# Hey! Whatever Happened To Anthony Mason?



## Lope31 (Jun 11, 2002)

I almost missed the Anthony Mason era in New York but I gladly caught the tail end. How do Knicks fans thing about him these days? This is a piece that I wrote for Hoops Addict but check it out, come back here, and discuss.



> What Anthony Mason lacked in size he made up for in pure, unadulterated grit and an off-court personality ahead of its time. Just five years into retirement and seven years removed from his first and only All-Star appearance, the man they called Mase is already being unfairly overlooked.
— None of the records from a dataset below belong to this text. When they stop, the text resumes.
PR #3277, opened 2026-08-26
fix(proxy/anthropic): authenticate and attribute buffered Copilot turns

chopratejas:
## Description

Follow-up to #3258. That PR points the Anthropic target at the Copilot host so Claude models stop 401'ing. This PR fixes two things on the Anthropic path that were only ever correct on the **streaming** arm, and which #3258 makes reachable for real Copilot traffic.

Copilot serves Claude models from its Anthropic surface (`/v1/messages`) on the same host as its OpenAI surface, so the resolved Anthropic target can be a Copilot host with no per-request `upstream_base_url` involved. That is the case both arms below get wrong.

**1. The buffered arm sent no Copilot credential.** `apply_copilot_api_auth` is keyed on the upstream URL and was applied only by `_stream_response` (`handlers/streaming.py:1205`). The buffered/non-stream arm sends through `_retry_request` (`proxy/server.py:2132`), which forwards headers untouched — so the request carried whatever the client happened to send and none of Headroom's own credential handling: no minted or refreshed token (the one `wrap vscode` explicitly hands the proxy), no `Copilot-Integration-Id` default. A client token that went stale mid-session 401'd here while the streaming path recovered. That arm is not an edge case — it is the CCR `stream:true → buffered stream:false` flip, and Claude Code's non-stream retry.

**2. Copilot turns were attributed to "anthropic".** `build_copilot_upstream_url` is the only place `mark_request_routed_to_copilot` fires (`copilot_auth.py:1288`), and `emit_request_outcome` relabels the provider off that flag (`proxy/outcome.py:419`). The buffered arm built its URL by f-string, skipping the chokepoint, so those turns showed as `anthropic` on the dashboard. The URL produced is byte-identical either way — this is attribution only, not routing. `proxy/cost.py` has no Copilot-specific branch, so pricing is unaffected.

Both changes are inert off the Copilot path: `apply_copilot_api_auth` returns the headers unchanged for a non-Copilot URL, and `build_copilot_upstream_url` only joins base + path there.

Independent of #3258 and based on `main` — the gaps are reachable today by setting `ANTHROPIC_TARGET_API_URL` to a Copilot host.

## Type of Change

## Changes Made

- `handlers/anthropic.py`: build the default-target URL through `build_copilot_upstream_url` instead of an f-string, so the routed-to-Copilot flag is set for attribution.
- `handlers/anthropic.py`: apply `apply_copilot_api_auth` on the buffered arm before the upstream send. Mutated in place, matching the accept-header handling directly above — the closures below capture `headers`, and the CCR continuation rebuilds its own header set from it, so the continuation inherits the auth too.
- New test pinning both at the `_retry_request` seam: URL built, headers as they go on the wire, and the flag as it stands at send time.

## Testing

- [x] Linting passes (`ruff check`, CI-pinned 0.16.3)

### Test Output

Both new assertions fail on `main` with exactly the symptoms described, and pass with the fix:

```text
$ git stash && pytest tests/test_proxy/test_anthropic_copilot_upstream_auth.py
tests/.../test_buffered_turn_to_copilot_is_authenticated
E   KeyError: 'authorization'
tests/.../test_buffered_turn_to_copilot_is_flagged_for_attribution
E   assert False is True
==================== 2 failed, 2 passed, 1 warning in 3.38s ====================

$ git stash pop && pytest tests/test_proxy/test_anthropic_copilot_upstream_auth.py
========================= 4 passed, 1 warning in 2.88s =========================
```

The two that pass on `main` are the invariants this must not break (path `/v1` preserved per #2409, non-Copilot target untouched).

Regression run over the affected surface:

```text
$ pytest tests/ -k "copilot or anthropic or outcome or provider_registry or proxy_routes or upstream"
= 3 failed, 1111 passed, 33 skipped, 11112 deselected in 152.98s =
```

The 3 failures are `tests/test_proxy/test_openai_transport_path_prefix.py` and are **pre-existing on `main`** (verified by running that file on a clean checkout — same 3 fail). Untouched by this PR, which is Anthropic-path only.

```text
$ uvx ruff@0.16.3 check headroom/proxy/handlers/anthropic.py tests/test_proxy/test_anthropic_copilot_upstream_auth.py
All checks passed!
$ mypy headroom/proxy/handlers/anthropic.py
```

## Real Behavior Proof

- **Environment:** macOS arm64, Python 3.12.13, `main` @ 0.36.5.
- **Exact command / steps:** drive `POST /v1/messages` through the real app (`create_app` + `TestClient`, non-stream body) with the Anthropic target set to `https://api.githubcopilot.com`, intercepting `_retry_request` to capture what was about to go on the wire. Copilot token minting stubbed to a fixed value.
- **Observed result:** before — no `Authorization` header at all on the buffered arm, and `request_routed_to_copilot()` is `False` at send time. After — `Authorization: Bearer <minted>` plus `Copilot-Integration-Id` and `Editor-Version`, flag `True`, URL unchanged at `https://api.githubcopilot.com/v1/messages`. With a non-Copilot target, no credential is invented and the flag stays `False`.
- **Not tested:** against live `api.githubcopilot.com` — no Copilot subscription in this environment. Token minting is stubbed, so the refresh path itself is exercised only to the provider boundary. Anthropic **batch** endpoints (`/v1/messages/batches`, `handlers/anthropic.py:5066+`) still build against `self.ANTHROPIC_API_URL` and will point at Copilot, which does not serve them — pre-existing and out of scope here — filed as #3278.

## Runtime Rollout Safety

- **Rollout-managed feature(s):** none — no flag or channel involved.
- **Stable/default behavior changed:** no, for every non-Copilot upstream: the URL is byte-identical and `apply_copilot_api_auth` early-returns for non-Copilot URLs. Behavior changes only when the Anthropic target is a Copilot host, which is the broken case.
- **Kill switch / disable path:** set `ANTHROPIC_TARGET_API_URL` to a non-Copilot host; both paths go inert.
- **Unsafe override required:** none.
- **Qualification impact:** none.
- **Rollback path:** revert this commit — it is self-contained to one file plus a new test.

## Review Readiness

### DIFF
--- a/headroom/proxy/handlers/anthropic.py
+++ b/headroom/proxy/handlers/anthropic.py
@@ -27,7 +27,7 @@ import httpx
 from headroom.agent_savings import proxy_pipeline_kwargs
 from headroom.ccr.context_tracker import looks_like_claude_code_compact_summary
 from headroom.ccr.marker_resolution import resolve_markers_in_response
-from headroom.copilot_auth import build_copilot_upstream_url
+from headroom.copilot_auth import apply_copilot_api_auth, build_copilot_upstream_url
 from headroom.pipeline import PipelineStage, summarize_routing_markers
 from headroom.proxy.auth_mode import (
     classify_auth_mode,
@@ -3501,10 +3501,20 @@ class AnthropicHandlerMixin:
 
             # Direct Anthropic API, or a provider-compatible Anthropic
             # Messages endpoint such as Vertex AI publisher rawPredict.
+            # Both arms build through `build_copilot_upstream_url` because that
+            # is the only place `mark_request_routed_to_copilot` fires, and the
+            # outcome funnel relabels `provider` to "copilot" off that flag (see
+            # proxy/outcome.py). The resolved target reaches Copilot without any
+            # per-request `upstream_base_url` — `wrap vscode` points the
+            # Anthropic target at the Copilot host — so this else arm carries the
+            # Claude-on-Copilot traffic, and building it by f-string attributed
+            # every one of those turns to "anthropic" on the dashboard.
+            # For a non-Copilot base the builder only joins base + path, so the
+            # URL itself is unchanged.
             url = (
                 build_copilot_upstream_url(upstream_base_url, request.url.path)
                 if upstream_base_url
-                else f"{self.ANTHROPIC_API_URL}/v1/messages"
+                else build_copilot_upstream_url(self.ANTHROPIC_API_URL, "/v1/messages")
             )
             if upstream_base_url and request.url.query:
                 url = f"{url}?{request.url.query}"
@@ -3761,6 +3771,27 @@ class AnthropicHandlerMixin:
                         for _accept_key in [k for k in headers if k.lower() == "accept"]:
                             headers.pop(_accept_key, None)
                         headers["accept"] = "application/json"
+
+                    # Copilot auth is applied per-URL, and until now only the
+                    # streaming forwarder did it (``_stream_response``). This
+                    # buffered arm sends via ``_retry_request``, which forwards
+                    # headers untouched — so a Claude turn routed to Copilot
+                    # arrived with whatever the client happened to send and none
+                    # of Headroom's own credential handling: no minted or
+                    # refreshed token (the one ``wrap vscode`` hands the proxy),
+                    # no ``Copilot-Integration-Id`` default. A client token that
+                    # went stale mid-session therefore 401'd here while the
+                    # streaming path recovered.
+                    #
+                    # A non-Copilot URL returns the headers unchanged, so this is
+                    # a no-op everywhere else.
+                    #
+                    # Mutated in place for the same reason as the accept header
+                    # above: the closures below capture ``headers``, and the CCR
+                    # continuation rebuilds its own header set from it.
+                    _copilot_authed_headers = await apply_copilot_api_auth(dict(headers), url=url)
+                    headers.clear()
+                    headers.update(_copilot_authed_headers)
 
                     # Populated once the upstream answers 200 with parseable
                     # JSON, so the guard below can fall back to it (#3088).
--- a/tests/test_proxy/test_anthropic_copilot_upstream_auth.py
+++ b/tests/test_proxy/test_anthropic_copilot_upstream_auth.py
@@ -113,6 +113,23 @@ def _headers_lower(send: _Send) -> dict[str, str]:
     return {k.lower(): v for k, v in send.headers.items()}
 
 
+def _emitted_providers(anthropic_api_url: str, monkeypatch: pytest.MonkeyPatch) -> list[str]:
+    """Provider labels on the outcomes this request emitted.
+
+    The relabel happens inside ``emit_request_outcome``, which runs in a task
+    created by ``asyncio.shield`` — so this also pins that the flag survives the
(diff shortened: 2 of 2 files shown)


JerrettDavis (approved):
Reviewed the current head adversarially. The buffered path now uses the same URL-based Copilot detection and credential refresh boundary as streaming, while preserving the non-Copilot no-op behavior and /v1/messages path. The tests exercise the actual _retry_request seam, including attribution state and negative-control headers. The PR description accurately captures scope and rollout behavior, and the current required checks are green. Ready for final human merge review.

chopratejas:
Self-review notes — three things I checked that the diff doesn't show, and one behavioural nuance a reviewer should weigh in on.

**The attribution fix is now pinned end to end, not at the flag.** My original test asserted `request_routed_to_copilot()` was true at send time, which stops one step short: `emit_request_outcome` runs inside a task created by `asyncio.shield` (`server.py:2186`), so the flag has to survive the context copy into that task for the relabel to reach the dashboard. It does, but the test wasn't proving it. Added a test that captures the emitted outcome and asserts the provider label. Verified against the parent commit — Copilot target emits `anthropic` without the fix, `copilot` with it; non-Copilot control unmoved both ways.

**Header handling on the Copilot path, observed rather than assumed.** Driving a request with realistic client headers:

```
client sends:  x-api-key, anthropic-version, anthropic-beta, copilot-integration-id, user-agent
-> Copilot:    Authorization: Bearer <minted>   (x-api-key REMOVED)
               anthropic-version / anthropic-beta preserved
               copilot-integration-id preserved as the client's value
               Editor-Version defaulted
-> Anthropic:  completely untouched, x-api-key intact, no Authorization invented
```

Worth calling out that the client's Anthropic `x-api-key` is stripped before the request reaches Copilot — a credential that must not cross hosts, and doesn't.

**Failure mode.** The new `await` sits inside the `try:` at `anthropic.py:3522`, so a token-provider failure is caught at `:4818` and returns a sanitized 502 with `record_failed`, and the `finally` still runs `_finalize_pre_upstream()`. Same class as any upstream failure, not an unhandled 500.

**The nuance worth a second opinion:** because real `wrap vscode` bearers are `kind=unknown` to `_is_forwardable_copilot_bearer_token` (they're `tid=...;exp=...`, not `tid_...` — see the log in #3244), this means buffered turns now get Headroom's **minted** token where they previously forwarded the client's verbatim. I believe that's right: it is exactly what the streaming path (`streaming.py:1205`) and the GPT path (`openai.py`) already do, and GPT models demonstrably work — so the minted token is entitled. Genuinely forwardable `gho_` CLI tokens are still passed through untouched, which is the case the `_is_forwardable_copilot_bearer_token` docstring warns about. But it is a real behavioural change on that arm, so flagging it rather than burying it.

Minor, not addressed: the token mint is a potentially blocking call made while holding the pre-upstream semaphore. The provider caches tokens so it's a per-refresh cost, not per-request, but it is new work inside that section.

JerrettDavis (approved):
Re-reviewed current head a29d0141 after the post-approval test commit. The only new source is stronger end-to-end attribution coverage: it captures record_outcome after the asyncio.shield task boundary and proves Copilot is emitted as copilot while the Anthropic control remains anthropic. This directly strengthens the behavior reviewed previously and introduces no production change. No new blocker found; the remaining two Python shards are still settling.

While the rest of the NBA was making its transition from short shorts to urban-inspired spunk, Anthony Mason was shaving slogans into his head, appearing in rap videos and locking down opposing team’s scorers with a physique to make Bruce Banner blush.
> 
> ...


Hey! Whatever Happened To Anthony Mason


----------



## alphaorange (Jul 2, 2006)

*He was OK...*

Not a star by any means. In fact, he was rather pedestrian, statistic-wise. He was a hustling, tough guy in a league where you could survive by being such a player. He would be far less effective as a defensive player now, but maybe a better offensive player given his ability to run, pass, and finish. His style fit in well with Oak, and Ewing, and he was a fan favorite.


----------